__PROMPT__: Each line of the data below from the one holding "I don't have" to the one holding "A list of HipsTile", inclusive, is to be reproduced exactly; no other line belongs in the answer.

__DATASET CONTENT__:
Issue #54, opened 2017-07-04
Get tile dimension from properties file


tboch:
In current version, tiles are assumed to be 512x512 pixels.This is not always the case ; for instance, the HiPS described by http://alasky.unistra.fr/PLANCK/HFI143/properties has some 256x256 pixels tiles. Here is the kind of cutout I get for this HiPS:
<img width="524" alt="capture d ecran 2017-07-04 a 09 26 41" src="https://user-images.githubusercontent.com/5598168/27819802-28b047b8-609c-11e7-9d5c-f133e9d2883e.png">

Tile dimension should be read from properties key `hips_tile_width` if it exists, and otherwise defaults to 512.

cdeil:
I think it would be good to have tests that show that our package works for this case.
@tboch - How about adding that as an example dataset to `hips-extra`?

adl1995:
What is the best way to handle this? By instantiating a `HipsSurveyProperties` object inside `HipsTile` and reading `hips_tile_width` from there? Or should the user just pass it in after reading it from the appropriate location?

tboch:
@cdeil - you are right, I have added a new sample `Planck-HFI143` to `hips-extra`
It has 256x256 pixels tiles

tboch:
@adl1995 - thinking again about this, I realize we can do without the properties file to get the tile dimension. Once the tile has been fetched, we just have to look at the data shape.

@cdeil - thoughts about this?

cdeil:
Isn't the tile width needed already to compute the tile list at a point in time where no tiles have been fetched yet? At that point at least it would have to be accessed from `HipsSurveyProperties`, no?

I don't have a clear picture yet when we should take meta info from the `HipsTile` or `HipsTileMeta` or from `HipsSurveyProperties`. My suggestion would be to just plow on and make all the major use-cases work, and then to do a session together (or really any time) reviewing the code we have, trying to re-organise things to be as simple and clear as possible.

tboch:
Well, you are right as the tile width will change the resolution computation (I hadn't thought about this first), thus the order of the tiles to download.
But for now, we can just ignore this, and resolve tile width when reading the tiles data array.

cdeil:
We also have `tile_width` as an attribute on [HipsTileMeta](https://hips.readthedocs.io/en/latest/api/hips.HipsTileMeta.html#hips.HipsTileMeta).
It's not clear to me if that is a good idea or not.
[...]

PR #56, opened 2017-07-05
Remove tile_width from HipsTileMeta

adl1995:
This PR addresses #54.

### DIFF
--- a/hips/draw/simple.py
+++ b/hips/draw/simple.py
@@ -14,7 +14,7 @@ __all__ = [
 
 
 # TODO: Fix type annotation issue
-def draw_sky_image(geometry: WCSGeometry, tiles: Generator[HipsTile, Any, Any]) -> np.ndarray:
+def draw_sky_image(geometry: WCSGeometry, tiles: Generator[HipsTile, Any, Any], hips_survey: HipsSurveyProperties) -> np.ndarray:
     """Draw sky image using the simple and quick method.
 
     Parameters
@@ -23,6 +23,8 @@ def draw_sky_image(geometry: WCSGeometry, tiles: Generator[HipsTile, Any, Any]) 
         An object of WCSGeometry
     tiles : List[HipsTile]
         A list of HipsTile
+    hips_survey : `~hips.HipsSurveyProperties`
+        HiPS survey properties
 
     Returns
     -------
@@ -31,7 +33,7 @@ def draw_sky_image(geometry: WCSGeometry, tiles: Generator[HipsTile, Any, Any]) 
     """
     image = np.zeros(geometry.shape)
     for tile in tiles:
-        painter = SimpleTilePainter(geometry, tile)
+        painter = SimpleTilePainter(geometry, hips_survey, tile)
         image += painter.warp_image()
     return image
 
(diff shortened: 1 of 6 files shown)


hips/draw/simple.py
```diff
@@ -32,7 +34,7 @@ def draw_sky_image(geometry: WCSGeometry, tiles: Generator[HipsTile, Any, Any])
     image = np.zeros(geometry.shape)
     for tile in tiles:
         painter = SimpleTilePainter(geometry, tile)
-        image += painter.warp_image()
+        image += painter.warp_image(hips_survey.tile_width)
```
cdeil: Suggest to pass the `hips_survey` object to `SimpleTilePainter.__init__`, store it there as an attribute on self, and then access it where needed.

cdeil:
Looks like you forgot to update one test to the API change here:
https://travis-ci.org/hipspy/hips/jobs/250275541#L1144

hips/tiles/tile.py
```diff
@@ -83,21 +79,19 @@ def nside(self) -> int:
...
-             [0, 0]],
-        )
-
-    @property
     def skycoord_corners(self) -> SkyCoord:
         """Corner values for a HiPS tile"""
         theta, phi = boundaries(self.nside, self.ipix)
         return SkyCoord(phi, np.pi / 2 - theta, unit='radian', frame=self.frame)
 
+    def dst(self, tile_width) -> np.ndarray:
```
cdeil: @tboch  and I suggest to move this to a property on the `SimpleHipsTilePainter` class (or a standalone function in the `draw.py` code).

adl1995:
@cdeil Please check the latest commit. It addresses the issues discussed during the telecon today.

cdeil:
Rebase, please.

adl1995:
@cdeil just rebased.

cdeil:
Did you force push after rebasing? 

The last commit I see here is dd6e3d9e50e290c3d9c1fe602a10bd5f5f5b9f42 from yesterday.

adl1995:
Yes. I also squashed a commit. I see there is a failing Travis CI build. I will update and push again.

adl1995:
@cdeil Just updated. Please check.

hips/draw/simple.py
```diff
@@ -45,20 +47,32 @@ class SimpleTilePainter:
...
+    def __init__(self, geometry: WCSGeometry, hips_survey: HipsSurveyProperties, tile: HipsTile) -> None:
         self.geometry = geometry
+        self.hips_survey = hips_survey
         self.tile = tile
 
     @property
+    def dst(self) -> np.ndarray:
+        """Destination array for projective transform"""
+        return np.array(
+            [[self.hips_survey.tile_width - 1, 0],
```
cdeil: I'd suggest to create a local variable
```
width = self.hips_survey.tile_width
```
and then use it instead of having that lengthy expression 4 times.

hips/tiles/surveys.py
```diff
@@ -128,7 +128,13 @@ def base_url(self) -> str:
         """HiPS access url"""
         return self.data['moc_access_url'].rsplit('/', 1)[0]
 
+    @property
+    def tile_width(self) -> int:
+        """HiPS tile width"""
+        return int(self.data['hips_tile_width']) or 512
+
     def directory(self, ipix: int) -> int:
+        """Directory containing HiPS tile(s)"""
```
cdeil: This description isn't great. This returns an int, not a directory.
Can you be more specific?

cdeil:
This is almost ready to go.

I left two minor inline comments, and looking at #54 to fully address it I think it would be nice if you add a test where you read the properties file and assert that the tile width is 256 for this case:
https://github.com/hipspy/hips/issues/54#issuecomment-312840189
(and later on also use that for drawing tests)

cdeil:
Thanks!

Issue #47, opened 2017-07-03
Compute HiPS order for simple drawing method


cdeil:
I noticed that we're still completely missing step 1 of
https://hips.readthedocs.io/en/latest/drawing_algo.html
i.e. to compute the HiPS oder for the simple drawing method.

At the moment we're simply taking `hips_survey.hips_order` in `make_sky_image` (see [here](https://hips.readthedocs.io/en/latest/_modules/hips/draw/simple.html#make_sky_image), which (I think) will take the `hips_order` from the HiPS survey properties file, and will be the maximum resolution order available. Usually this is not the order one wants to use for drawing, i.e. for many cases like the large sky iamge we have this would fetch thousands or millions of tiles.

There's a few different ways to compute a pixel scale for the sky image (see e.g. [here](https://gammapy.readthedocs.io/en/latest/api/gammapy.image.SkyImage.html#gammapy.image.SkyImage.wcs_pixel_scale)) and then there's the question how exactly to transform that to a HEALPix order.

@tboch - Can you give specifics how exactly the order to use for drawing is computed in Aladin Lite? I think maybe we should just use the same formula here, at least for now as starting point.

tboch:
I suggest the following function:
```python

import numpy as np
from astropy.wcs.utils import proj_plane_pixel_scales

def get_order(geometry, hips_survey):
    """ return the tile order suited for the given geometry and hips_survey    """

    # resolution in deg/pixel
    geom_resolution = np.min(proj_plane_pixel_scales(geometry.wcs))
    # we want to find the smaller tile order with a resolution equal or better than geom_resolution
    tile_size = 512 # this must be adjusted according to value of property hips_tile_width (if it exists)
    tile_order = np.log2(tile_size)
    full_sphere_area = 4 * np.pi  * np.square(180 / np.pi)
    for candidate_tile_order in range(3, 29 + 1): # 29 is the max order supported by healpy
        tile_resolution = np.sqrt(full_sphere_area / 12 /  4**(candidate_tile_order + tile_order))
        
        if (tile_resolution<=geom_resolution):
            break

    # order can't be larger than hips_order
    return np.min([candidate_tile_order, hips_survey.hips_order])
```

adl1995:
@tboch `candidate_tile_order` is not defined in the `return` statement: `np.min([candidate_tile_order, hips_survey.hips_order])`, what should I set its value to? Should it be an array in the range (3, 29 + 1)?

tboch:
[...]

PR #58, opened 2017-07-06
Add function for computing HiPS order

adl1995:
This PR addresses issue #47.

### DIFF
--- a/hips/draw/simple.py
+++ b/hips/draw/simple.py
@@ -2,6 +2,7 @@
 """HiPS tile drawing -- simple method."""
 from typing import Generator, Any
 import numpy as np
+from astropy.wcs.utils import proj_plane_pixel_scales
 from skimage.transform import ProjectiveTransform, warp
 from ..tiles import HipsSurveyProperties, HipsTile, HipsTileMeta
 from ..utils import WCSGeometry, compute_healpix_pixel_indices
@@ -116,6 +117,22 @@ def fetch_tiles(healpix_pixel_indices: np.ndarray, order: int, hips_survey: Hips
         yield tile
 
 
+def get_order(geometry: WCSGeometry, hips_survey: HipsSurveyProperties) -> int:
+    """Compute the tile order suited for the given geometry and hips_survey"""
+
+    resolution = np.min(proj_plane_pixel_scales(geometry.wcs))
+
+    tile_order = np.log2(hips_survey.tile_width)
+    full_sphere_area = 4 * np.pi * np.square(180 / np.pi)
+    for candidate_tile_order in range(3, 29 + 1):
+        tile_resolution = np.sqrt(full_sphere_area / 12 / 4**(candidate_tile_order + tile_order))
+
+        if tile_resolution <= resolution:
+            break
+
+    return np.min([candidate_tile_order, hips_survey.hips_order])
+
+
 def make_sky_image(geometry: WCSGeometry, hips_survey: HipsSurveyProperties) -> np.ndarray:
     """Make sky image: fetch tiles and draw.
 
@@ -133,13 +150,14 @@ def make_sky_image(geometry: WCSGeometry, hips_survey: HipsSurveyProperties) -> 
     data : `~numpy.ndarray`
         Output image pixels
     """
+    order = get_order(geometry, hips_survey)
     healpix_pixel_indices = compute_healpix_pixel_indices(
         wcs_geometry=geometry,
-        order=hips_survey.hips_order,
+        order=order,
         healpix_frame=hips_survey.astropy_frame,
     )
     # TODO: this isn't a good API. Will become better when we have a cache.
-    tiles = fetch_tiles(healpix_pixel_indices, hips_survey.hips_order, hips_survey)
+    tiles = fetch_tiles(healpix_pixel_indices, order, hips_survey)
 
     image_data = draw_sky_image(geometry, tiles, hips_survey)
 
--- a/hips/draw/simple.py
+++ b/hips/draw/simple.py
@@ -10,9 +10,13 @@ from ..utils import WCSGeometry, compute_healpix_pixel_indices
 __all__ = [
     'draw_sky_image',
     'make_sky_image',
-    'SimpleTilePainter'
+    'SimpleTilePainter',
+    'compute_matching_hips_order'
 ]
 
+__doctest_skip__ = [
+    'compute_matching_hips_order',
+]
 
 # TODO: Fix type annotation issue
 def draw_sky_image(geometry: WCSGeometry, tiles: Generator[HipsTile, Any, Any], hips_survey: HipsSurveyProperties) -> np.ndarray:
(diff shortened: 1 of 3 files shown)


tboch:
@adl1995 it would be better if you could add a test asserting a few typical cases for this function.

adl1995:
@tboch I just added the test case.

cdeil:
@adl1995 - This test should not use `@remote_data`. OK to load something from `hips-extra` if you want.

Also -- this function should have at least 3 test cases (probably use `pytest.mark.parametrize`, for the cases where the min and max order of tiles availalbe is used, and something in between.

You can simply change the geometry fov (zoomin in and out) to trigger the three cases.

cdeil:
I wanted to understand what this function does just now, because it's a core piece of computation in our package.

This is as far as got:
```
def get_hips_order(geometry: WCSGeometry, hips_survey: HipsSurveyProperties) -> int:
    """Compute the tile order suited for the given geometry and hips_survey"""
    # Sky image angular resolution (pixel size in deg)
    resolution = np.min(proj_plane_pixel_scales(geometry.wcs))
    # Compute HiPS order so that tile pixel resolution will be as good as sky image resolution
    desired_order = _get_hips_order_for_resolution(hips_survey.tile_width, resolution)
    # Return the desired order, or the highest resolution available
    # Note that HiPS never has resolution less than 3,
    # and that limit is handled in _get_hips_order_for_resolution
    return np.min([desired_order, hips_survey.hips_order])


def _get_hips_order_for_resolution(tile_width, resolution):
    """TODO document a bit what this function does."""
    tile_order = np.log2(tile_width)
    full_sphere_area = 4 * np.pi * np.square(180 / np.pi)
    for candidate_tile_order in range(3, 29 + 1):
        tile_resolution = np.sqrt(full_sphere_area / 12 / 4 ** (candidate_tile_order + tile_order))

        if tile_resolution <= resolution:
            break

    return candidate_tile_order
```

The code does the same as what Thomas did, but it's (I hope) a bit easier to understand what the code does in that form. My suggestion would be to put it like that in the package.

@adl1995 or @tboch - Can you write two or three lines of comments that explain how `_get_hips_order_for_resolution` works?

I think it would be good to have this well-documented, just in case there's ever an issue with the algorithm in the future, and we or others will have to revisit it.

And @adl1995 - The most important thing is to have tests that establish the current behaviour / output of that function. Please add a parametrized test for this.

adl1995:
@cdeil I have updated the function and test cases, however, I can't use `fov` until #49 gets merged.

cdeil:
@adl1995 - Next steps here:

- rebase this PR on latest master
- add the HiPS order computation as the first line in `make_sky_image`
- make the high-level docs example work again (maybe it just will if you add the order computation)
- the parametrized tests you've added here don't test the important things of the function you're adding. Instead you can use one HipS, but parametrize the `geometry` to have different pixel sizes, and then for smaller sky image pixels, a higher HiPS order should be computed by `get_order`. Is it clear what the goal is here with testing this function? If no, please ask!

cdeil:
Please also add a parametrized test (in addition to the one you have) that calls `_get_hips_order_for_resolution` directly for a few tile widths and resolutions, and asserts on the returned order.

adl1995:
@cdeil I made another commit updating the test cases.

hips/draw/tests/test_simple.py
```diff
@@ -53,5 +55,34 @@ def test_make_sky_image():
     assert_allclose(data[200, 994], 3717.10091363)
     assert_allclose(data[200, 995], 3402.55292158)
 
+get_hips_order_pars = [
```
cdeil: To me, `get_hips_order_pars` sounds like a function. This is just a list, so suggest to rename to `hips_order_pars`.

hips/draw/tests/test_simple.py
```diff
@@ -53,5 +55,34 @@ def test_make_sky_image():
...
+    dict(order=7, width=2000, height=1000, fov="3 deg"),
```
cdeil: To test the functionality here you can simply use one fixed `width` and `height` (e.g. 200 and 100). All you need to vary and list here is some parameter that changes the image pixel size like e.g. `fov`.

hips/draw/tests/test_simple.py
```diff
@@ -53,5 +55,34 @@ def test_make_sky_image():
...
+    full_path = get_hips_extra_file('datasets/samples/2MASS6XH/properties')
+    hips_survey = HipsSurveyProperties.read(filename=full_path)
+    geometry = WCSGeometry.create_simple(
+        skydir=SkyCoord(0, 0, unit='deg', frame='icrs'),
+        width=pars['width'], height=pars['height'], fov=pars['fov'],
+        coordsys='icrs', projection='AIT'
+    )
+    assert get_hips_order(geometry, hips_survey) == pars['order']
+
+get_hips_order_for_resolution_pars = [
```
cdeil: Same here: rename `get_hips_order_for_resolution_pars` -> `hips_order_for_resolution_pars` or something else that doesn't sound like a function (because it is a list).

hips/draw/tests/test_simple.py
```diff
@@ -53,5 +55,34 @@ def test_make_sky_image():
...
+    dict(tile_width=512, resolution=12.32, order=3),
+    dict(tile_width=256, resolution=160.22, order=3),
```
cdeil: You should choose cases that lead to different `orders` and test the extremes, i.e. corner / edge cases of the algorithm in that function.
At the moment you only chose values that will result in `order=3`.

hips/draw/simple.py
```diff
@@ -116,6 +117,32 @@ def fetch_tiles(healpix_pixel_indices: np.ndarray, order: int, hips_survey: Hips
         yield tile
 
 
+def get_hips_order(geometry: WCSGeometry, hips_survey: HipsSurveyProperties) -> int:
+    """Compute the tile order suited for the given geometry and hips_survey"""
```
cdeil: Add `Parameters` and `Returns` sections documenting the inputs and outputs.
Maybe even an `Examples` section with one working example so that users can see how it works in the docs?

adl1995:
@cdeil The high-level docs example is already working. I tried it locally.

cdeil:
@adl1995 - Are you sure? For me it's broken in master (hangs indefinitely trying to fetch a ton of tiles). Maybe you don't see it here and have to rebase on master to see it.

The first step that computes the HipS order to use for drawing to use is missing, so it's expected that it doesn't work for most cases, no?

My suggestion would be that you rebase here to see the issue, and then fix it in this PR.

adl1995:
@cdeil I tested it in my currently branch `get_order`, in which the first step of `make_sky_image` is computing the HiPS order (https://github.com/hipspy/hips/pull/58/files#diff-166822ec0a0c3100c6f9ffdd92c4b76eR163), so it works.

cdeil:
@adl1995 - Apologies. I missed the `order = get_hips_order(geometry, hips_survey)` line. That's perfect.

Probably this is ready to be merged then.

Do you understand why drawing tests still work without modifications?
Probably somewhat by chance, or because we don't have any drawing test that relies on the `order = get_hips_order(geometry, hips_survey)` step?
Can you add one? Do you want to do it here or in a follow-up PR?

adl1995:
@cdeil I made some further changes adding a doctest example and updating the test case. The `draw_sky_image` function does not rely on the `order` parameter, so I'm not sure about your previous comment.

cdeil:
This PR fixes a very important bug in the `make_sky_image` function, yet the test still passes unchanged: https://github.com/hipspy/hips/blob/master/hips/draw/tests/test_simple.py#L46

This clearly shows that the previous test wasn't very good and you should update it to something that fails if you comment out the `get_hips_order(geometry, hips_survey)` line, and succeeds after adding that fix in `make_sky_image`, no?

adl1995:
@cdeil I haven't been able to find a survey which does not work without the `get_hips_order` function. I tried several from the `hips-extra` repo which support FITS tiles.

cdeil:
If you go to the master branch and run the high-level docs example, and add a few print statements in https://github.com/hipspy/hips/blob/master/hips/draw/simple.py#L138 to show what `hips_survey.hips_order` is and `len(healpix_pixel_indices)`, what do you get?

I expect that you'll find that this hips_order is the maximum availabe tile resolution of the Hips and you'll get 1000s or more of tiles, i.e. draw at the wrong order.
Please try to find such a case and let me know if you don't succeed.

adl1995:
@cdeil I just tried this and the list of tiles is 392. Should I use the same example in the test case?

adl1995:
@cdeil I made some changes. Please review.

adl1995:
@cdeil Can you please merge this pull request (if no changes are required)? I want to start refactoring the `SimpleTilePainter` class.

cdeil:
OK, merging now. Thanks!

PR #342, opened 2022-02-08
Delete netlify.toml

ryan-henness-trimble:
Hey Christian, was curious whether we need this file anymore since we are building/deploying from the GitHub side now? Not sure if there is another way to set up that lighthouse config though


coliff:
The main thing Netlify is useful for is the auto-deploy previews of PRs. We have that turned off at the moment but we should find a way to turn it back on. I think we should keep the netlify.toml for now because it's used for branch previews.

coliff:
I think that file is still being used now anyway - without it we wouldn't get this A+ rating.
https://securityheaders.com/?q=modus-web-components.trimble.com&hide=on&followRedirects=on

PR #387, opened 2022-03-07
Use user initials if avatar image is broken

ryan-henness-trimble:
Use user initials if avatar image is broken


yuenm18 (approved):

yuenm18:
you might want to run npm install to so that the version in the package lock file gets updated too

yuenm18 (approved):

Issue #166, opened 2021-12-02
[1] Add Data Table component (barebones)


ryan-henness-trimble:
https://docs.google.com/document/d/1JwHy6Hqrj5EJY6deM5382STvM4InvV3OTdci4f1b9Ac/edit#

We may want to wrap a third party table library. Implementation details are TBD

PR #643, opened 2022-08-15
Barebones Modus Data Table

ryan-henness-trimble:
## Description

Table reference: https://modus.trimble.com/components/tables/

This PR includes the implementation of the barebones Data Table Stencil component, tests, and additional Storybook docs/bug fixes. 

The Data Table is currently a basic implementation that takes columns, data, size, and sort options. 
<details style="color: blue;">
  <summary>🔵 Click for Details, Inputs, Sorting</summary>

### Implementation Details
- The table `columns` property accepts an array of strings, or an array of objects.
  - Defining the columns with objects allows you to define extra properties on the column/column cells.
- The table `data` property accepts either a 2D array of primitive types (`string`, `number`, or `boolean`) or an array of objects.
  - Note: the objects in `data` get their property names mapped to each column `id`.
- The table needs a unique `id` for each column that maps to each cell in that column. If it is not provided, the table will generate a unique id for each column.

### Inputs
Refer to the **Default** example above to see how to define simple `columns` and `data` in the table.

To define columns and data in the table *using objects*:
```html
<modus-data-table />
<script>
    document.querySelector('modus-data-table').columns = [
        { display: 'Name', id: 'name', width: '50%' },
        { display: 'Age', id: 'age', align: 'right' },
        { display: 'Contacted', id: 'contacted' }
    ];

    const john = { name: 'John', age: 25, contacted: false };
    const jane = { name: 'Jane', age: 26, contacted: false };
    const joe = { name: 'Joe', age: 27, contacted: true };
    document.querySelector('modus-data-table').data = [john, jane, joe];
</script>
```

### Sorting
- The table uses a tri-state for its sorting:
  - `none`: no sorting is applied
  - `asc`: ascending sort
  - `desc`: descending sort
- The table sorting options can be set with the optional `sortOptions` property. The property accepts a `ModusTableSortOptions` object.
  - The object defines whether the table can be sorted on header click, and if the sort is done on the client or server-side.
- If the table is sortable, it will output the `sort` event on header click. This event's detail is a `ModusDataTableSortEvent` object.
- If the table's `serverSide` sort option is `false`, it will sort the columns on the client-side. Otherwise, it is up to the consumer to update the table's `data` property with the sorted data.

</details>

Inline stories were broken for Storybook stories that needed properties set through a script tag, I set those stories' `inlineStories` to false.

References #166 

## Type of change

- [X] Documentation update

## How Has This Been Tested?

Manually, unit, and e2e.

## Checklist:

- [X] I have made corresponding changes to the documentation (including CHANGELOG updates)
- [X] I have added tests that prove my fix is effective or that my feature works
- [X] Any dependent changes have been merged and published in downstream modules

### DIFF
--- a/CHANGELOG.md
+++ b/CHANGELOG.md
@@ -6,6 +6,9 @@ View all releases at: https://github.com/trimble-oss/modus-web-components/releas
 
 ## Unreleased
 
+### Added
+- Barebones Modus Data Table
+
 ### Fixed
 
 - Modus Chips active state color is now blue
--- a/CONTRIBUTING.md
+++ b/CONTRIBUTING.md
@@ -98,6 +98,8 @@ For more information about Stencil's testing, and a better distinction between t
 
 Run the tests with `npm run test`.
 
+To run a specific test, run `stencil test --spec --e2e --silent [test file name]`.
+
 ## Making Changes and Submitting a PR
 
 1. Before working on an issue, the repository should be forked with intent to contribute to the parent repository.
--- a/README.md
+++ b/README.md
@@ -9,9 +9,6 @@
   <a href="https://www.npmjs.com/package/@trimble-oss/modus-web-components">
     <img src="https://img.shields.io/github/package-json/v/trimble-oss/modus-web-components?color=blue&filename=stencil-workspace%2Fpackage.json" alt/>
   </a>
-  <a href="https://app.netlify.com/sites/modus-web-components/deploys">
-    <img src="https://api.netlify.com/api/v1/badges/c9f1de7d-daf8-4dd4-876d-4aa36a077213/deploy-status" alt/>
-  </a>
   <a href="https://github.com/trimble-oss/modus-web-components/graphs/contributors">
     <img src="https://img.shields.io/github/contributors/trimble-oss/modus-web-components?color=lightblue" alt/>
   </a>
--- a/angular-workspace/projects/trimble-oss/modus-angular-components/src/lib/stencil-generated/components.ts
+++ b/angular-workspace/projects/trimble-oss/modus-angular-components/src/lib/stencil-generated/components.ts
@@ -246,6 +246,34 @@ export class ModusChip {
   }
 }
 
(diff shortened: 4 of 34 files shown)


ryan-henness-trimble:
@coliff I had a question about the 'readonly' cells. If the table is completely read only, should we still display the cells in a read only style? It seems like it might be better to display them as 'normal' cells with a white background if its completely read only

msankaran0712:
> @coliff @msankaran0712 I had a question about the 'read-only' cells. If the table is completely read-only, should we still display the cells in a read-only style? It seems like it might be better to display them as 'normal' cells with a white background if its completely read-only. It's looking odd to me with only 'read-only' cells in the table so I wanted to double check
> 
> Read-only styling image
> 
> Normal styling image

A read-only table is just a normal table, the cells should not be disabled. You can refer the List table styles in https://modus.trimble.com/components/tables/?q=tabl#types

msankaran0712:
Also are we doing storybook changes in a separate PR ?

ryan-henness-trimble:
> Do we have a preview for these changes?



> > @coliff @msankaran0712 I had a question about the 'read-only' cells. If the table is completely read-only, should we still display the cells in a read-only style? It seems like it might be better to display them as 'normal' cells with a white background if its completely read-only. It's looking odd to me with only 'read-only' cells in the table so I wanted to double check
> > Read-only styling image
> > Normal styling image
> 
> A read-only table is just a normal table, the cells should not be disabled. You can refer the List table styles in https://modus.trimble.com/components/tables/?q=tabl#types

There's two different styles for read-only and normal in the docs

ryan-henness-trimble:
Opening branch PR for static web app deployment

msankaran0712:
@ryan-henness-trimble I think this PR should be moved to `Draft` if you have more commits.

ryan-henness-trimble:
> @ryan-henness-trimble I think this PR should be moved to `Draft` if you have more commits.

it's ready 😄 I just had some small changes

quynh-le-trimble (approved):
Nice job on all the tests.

__EXPECTED ANSWER__:
I don't have a clear picture yet when we should take meta info from the `HipsTile` or `HipsTileMeta` or from `HipsSurveyProperties`. My suggestion would be to just plow on and make all the major use-cases work, and then to do a session together (or really any time) reviewing the code we have, trying to re-organise things to be as simple and clear as possible.

tboch:
Well, you are right as the tile width will change the resolution computation (I hadn't thought about this first), thus the order of the tiles to download.
But for now, we can just ignore this, and resolve tile width when reading the tiles data array.

cdeil:
We also have `tile_width` as an attribute on [HipsTileMeta](https://hips.readthedocs.io/en/latest/api/hips.HipsTileMeta.html#hips.HipsTileMeta).
It's not clear to me if that is a good idea or not.
[...]

PR #56, opened 2017-07-05
Remove tile_width from HipsTileMeta

adl1995:
This PR addresses #54.

### DIFF
--- a/hips/draw/simple.py
+++ b/hips/draw/simple.py
@@ -14,7 +14,7 @@ __all__ = [
 
 
 # TODO: Fix type annotation issue
-def draw_sky_image(geometry: WCSGeometry, tiles: Generator[HipsTile, Any, Any]) -> np.ndarray:
+def draw_sky_image(geometry: WCSGeometry, tiles: Generator[HipsTile, Any, Any], hips_survey: HipsSurveyProperties) -> np.ndarray:
     """Draw sky image using the simple and quick method.
 
     Parameters
@@ -23,6 +23,8 @@ def draw_sky_image(geometry: WCSGeometry, tiles: Generator[HipsTile, Any, Any]) 
         An object of WCSGeometry
     tiles : List[HipsTile]
         A list of HipsTile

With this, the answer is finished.